Given Steven Soderbergh’s popular projects ‒ the Ocean’s Eleven movies (2001, 2004, 2007), Erin Brockovich (2000) and, going further back, Sex, Lies and Videotape (1989) ‒ I guess I’m a little surprised Out of Sight did not make it into more people’s queues. It’s a proper heist movie (based on the Elmore Leonard novel of the same name) starring George Clooney, Jennifer Lopez, Ving Rhames and Don Cheadle, with excellent supporting performances by Luis Guzman (Cheadle’s conjoined acting twin), Albert Brooks, Dennis Farina (one of my favorite working actors), Steve Zahn and a swell cameo from Michael Keaton.

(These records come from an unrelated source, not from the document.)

PR #2938, opened 2018-11-05
Fix deployment template

akatsoulas:


akatsoulas:
Closing this. The fix was pushed in dino-park branch.

PR #2960, opened 2018-11-06
Fix celery k8s.

fiji-flo:


k8s/templates/01-dependencies.yaml
```diff
@@ -24,13 +24,32 @@ spec:
...
+          {{ if eq .Values.env "staging" -}}
+          volumeMounts:
+            - mountPath: /etc/secrets-volume/
+              name: secrets-volume
+          {{- end }}
+      {{ if eq .Values.env "staging" -}}
+      volumes:
+        - name: secrets-volume
+          secret:
+            secretName: mozillians-dev
```
akatsoulas: nit: Maybe we can use a var here and everywhere else we are using this.

PR #2991, opened 2018-11-13
add Kubernetes requirements to the Helm templates

danielhartnell:
Hi,

Sorry, there are a few changes in this PR which are not dependent on each other. If you would prefer, I can break them out into separate pull requests or squash commits. Just let me know.

**New stuff:**

* The addition of `bin/run-k8s.sh`. The command to run on container initialization was getting pretty long and I did not want to add to it. Mozillians uses the CIS library which uses Everett and it looks for some `CIS_*` envars (seen [here](https://github.com/mozilla-iam/cis/blob/master/cis/settings.py)). In order to expose these, I just re-implemented something similar to what `bin/bootstrap.sh` was doing by exporting the values found in `.env`.

* A new annotation if the environment is staging which will allow me to specify a role for the pod to assume via kube2iam.

* A new `volumeMounts` config for the secrets which was referenced but unavailable previously.

I did struggle a little with the Go template newline settings. I had to play around with the hyphens to get the staging and dev templates to render correctly. It's possible I might have missed something so I would love a second set of eyes on that if you can.

PR #3004, opened 2018-11-13
add Kubernetes requirements to the Helm templates [duplicate of #2991]

danielhartnell:
This is a follow up to #2991 which brings the changes into master rather than `dino-park`.


danielhartnell:
Ignore this PR. I will open up a new one.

Mssr. Soderbergh is a player/manager (back in the day, some baseball managers also played). He seems to be most comfortable with a steadicam in his hands, inserting himself on the viewer’s behalf into the scene in a way that few directors do. This investment pays dividends in lots of his movies, but Out of Sight is dense with these…moments. A particular sequence with Lopez and Clooney in a Detroit highrise hotel kills me every time it’s so beautiful. It’s the most candid, vulnerable thing I’ve seen captured on film. In the words of one of my favorite authors Neal Stephenson, it leaves me feeling “naked and weak and brave.”
Soderbergh has demonstrated that he can make commercially successful movies more or less at will and he has ready access to Hollywood’s top shelf. My hope is that he will use this platform to continue taking risks on less mainstream fare. As with Out of Sight, when he nails it he nails it hard.